Выбирая ученика, следует исходить не только из наличия голоса и музыкальных способностей, но и учитывать весь комплекс данных, которые требуются артисту-художнику, — культурный уровень, высшая музыкальность, то есть умение не просто точно, правильно спеть произведение, но и дать его интерпретацию, сценические способности, скромность, серьезное отношение к себе, своему таланту, отсутствие зазнайства и самолюбования. Практически не у каждого человека может быть все, что требуется в идеале. Иногда одни качества выражены ярче, другие — слабее, но все они должны быть выявлены и развиты максимально.

В студенте важнее всего индивидуальность. Конечно, приемы вокальной техники примерно одни и те же, как правописание одинаково для всех людей (хотя и для привития «правописания» нужен индивидуальный подход), но что касается индивидуальности — тут дело другое. Педагог должен самым внимательным образом выяснить, что в данном студенте необычно, оригинально, чем он отличается от других, какой вклад может внести своей индивидуальностью в общую сокровищницу искусства. Кстати сказать, с «правописанием» не все бывает ладно даже у больших певцов. Но эти выдающиеся мастера получили известность, признание, признательность слушателей в первую очередь за своеобразие своей творческой, человеческой личности, за то, что они проложили новые пути в искусстве.

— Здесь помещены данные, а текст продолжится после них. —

PR #5002, opened 2026-05-18
fix(shell-sync): preserve synced guest changes on TUI interruption

### LINKED ISSUE #4997: limactl shell: synced directory is deleted when sync dialog does not exit gracefully
### Description

If a shell session is started with `--sync .` and then `exit` is called the user is presented with a prompt for whether or not they want sync the guest changes back to the host

```
? ⚠️ Accept the changes? (added: 0, deleted: 0, modified: 1, metadata: 1)  [Use arrows to move, type to filter]
> Yes
  No
  View the changed contents
```

If the process is then killed at this point (for example via SIGINT) then the directory on the guest is deleted. This means the work done in the guest is now gone without a straightforward way to recover.

I would expect the data in the guest to persist if limactl does not exit gracefully. This is the case when the diff pager is killed with SIGINT and when the parent process of the `limactl shell` is killed *before* exiting the shell, so I believe this behavior only exists when in the prompt dialog.

On MacOS 26.4.1 with `limactl version 2.1.1`

unsuman:
Fixes #4997

When `SIGINT` is sent during the exit dialogue of `limactl shell --sync`, changes made during the synced session are lost. This PR fixes that.

### DIFF
--- a/cmd/limactl/shell.go
+++ b/cmd/limactl/shell.go
@@ -448,6 +448,7 @@ func askUserForRsyncBack(ctx context.Context, cmd *cobra.Command, inst *limatype
 	remoteSource := fmt.Sprintf("%s:%s", inst.Name, destRsyncDir)
 	clean := filepath.Clean(hostCurrentDir)
 	dirForCleanup := shellescape.Quote(filepath.Join(*inst.Config.User.Home, clean))
+	cleanupGuestWorkdir := false
 
 	rsyncBack := func() error {
 		paths := []string{
@@ -459,10 +460,14 @@ func askUserForRsyncBack(ctx context.Context, cmd *cobra.Command, inst *limatype
 			return fmt.Errorf("failed to sync back the changes from guest instance to host: %w", err)
 		}
 		logrus.Info("Successfully synced back the changes to host.")
+		cleanupGuestWorkdir = true
 		return nil
 	}
 
 	defer func() {
+		if !cleanupGuestWorkdir {
+			return
+		}
 		// Clean up the guest synced workdir
 		if err := executeSSHForRsync(ctx, *sshCmd, inst.SSHLocalPort, inst.SSHAddress, fmt.Sprintf("rm -rf %s", dirForCleanup)); err != nil {
 			logrus.WithError(err).Warn("Failed to clean up guest synced workdir")
@@ -479,6 +484,7 @@ func askUserForRsyncBack(ctx context.Context, cmd *cobra.Command, inst *limatype
 	}
 	if stats != nil && stats.String() == "" {
 		logrus.Info("No changes detected")
+		cleanupGuestWorkdir = true
 		return nil
 	}
 	statsMsg := ""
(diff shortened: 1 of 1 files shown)


cmd/limactl/shell.go
```diff
@@ -448,6 +448,7 @@ func askUserForRsyncBack(ctx context.Context, cmd *cobra.Command, inst *limatype
 	remoteSource := fmt.Sprintf("%s:%s", inst.Name, destRsyncDir)
 	clean := filepath.Clean(hostCurrentDir)
 	dirForCleanup := shellescape.Quote(filepath.Join(*inst.Config.User.Home, clean))
+	cleanupGuestWorkdir := true
```
jandubois: I think the logic should be reverted: preserve the data, unless it has been confirmed it has been successfully copied or the user decided to discard. That automatically covers other failure scenarios that are not being considered in this PR.
```suggestion
	cleanupGuestWorkdir := false
```

---

Possible other failures detected by Opus 4.7:

The defer still runs rm -rf on every other early-return path inside askUserForRsyncBack, several of which can fire after a successful guest session and would also silently destroy the user's work:
- cmd/limactl/shell.go:504 — `os.MkdirTemp` failure on the host
- cmd/limactl/shell.go:514 — `os.MkdirAll` failure on the host
- cmd/limactl/shell.go:527 — non-Interrupt error from `uiutil.Select` ("failed to open TUI")
- cmd/limactl/shell.go:549 — `rsyncDirectory` to the host temp dir fails (when user picked "View")
- cmd/limactl/shell.go:559/569/589/600/607 — pager/diff pipe failures
- cmd/limactl/shell.go:460 — even the happy "Yes" path: if the final rsyncBack rsync itself fails (disk full, network blip), the defer still wipes the guest dir, losing the only remaining copy.

cmd/limactl/shell.go
```diff
@@ -515,6 +519,11 @@ func askUserForRsyncBack(ctx context.Context, cmd *cobra.Command, inst *limatype
 	for {
 		ans, err := uiutil.Select(message, options)
 		if err != nil {
+			if errors.Is(err, uiutil.InterruptErr) {
+				cleanupGuestWorkdir = false
+				logrus.Infof("Interrupted by user; preserving guest synced workdir at %s", destRsyncDir)
+				return err
```
jandubois: I haven't tested it, but this looks like double-reporting: you show an INFO level log message, and then return with an error message. Maybe return the log message as an error instead?

jandubois (changes requested):
The logic needs to be inverted to cover other failure cases too.

cmd/limactl/shell.go
unsuman: Also, should we prompt the user during --sync if the target directory already exists?

If a user runs `limactl shell --sync` and Lima finds that the directory already exists in the guest, it should check for diff against the host. If there are any changes, Lima will prompt the user with this dialogue before starting the new session.

```
WARN[...] This directory already exists in the guest.
? ⚠️ Sync back changes to host? (added: 0, deleted: 0, modified: 1, metadata: 1)  [Use arrows to move, type to filter]
> Yes
  No (start fresh)
  No (keep guest changes)
  View the changed contents
```

jandubois (approved):
Thanks, LGTM

Issue #4852, opened 2026-04-19
Support for Windows guests


unsuman:
### Description

Lima currently supports three guest OS types (`Linux`, `Darwin`, `FreeBSD`). Guest provisioning is handled via cloud-init, which generates a cidata `ISO9660` image containing `cloud-config.yaml`, boot scripts, and provisioning data. None of this applies to Windows.

### Driver Constraints

- VZ (`Virtualization.framework`) cannot be used for Windows guests because it does not expose a virtual TPM (vTPM) device, which is [required by Windows 11](https://support.microsoft.com/en-us/windows/enable-tpm-2-0-on-your-pc-1fd5a332-360d-4f46-a1e7-ae6b0c90645c).

- WSL2 is also not applicable because it runs Linux distributions inside Windows, not the other way around.

- **QEMU is the preferred driver.** QEMU supports [TPM (via `swtpm`)](https://qemu-project.gitlab.io/qemu/specs/tpm.html#qemu-tpm-device), UEFI firmware with Secure Boot via OVMF, and the full range of virtual hardware Windows expects.

### Provisioning: `autounattend.xml` instead of cloud-init

Windows does not support cloud-init. Instead, unattended installation is driven by [Windows Answer Files](https://learn.microsoft.com/en-us/windows-hardware/manufacture/desktop/update-windows-settings-and-scripts-create-your-own-answer-file-sxs) (`autounattend.xml`). The answer file handles:

- Disk partitioning and OS installation
- User account creation
- Enabling OpenSSH Server for remote access
- Running first-logon scripts (similar to Lima's provisioning scripts)
- Injecting SSH public keys

afbjorklund:
macOS does not support cloud-init either, but there lima provides a "fakecloudinit" adapter

You could make a conversion shim for this, that would translate to the local implementation?

```
// Package fakecloudinit is a fake cloud-init implementation for macOS.
//
// TODO: support other OS that does not have cloud-init.
```

Nesar976:
Hi @unsuman , @afbjorklund , I’d like to work on this.

My plan is to introduce a small conversion layer similar to `fakecloudinit` that translates Lima provisioning into a Windows-compatible `autounattend.xml` setup. I’ll start with basic provisioning (disk setup, user creation, SSH access) and iterate from there.
Please let me know if this approach aligns with your expectations.

unsuman:
[...]

PR #5022, opened 2026-05-21
LFX: Windows guest support proof-of-concept

skataria8443:
Changes in this pull request:
 
## Secure Boot support

This is the first prerequisite for proper Windows guest support.

1. Add QEMU firmware descriptor support for selecting UEFI firmware.
2. Use descriptor-based firmware selection when Secure Boot is enabled through `firmware.secureBoot: true` in the template.
3. Secure Boot defaults to disabled, `preEnrollSecureBootKeys` defaults to the same value as `secureBoot`.
4. Keep the existing firmware selection path as the fallback when Secure Boot is disabled.
5. Keep the existing firmware selection path for legacy BIOS.
6. Support both raw and QCOW2 firmware code/vars files.
7. Support Secure Boot with pre-enrolled keys, typically Microsoft keys provided by the distribution firmware packages.
8. Support Secure Boot with an empty variable store, for guests such as Talos that enroll their own PK, KEK, and db.
9. Support custom QEMU firmware descriptor paths, useful when the distribution does not ship working Secure Boot firmware, e.g. Arch Linux: https://wiki.archlinux.org/title/QEMU#Enabling_Secure_Boot

## TPM support

This is the second prerequisite for proper Windows guest support.

1. Add TPM 2.0 support for QEMU using `swtpm`, which can be enabled through `firmware.tpm2: true` in the template.
2. Use the modern CRB TPM device model instead of legacy TIS.
3. TPM 2.0 defaults to disabled.

## Windows guest support

This adds initial support for automated Windows guest installation using QEMU, with limited configuration support.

Был у меня случай с одной ученицей, которая на вступительных экзаменах прошла в консерваторию с большим трудом — качество ее голоса показалось комиссии неважным. Но я знал ее до поступления и потому рекомендовал. Ведь голос в процессе занятий будет улучшаться — так оно и оказалось, — а вот ее музыкальная и исполнительская одаренность, ее общий культурный уровень сыграли свою роль. Вскоре она намного опередила студентов, обладавших лучшими голосовыми данными, но не имевших всех других перечисленных качеств.

Разумеется, возможны ошибки. Была однажды такая ошибка и у меня. Мне не следовало брать в свой класс одного человека, в общем-то, не отвечавшего требованиям, которые я предъявляю к ученику. Но его настойчивость и сочувствие к его трудностям заставили меня это сделать. А потом оказалось, что профессиональные качества его отнюдь не те, что могут принести успех. Каждый педагог помнит о своих ошибках. И хотя любому человеку свойственно ошибаться, мы, педагоги, обязаны вести свое дело так, чтобы подобные ошибки совершались как можно реже.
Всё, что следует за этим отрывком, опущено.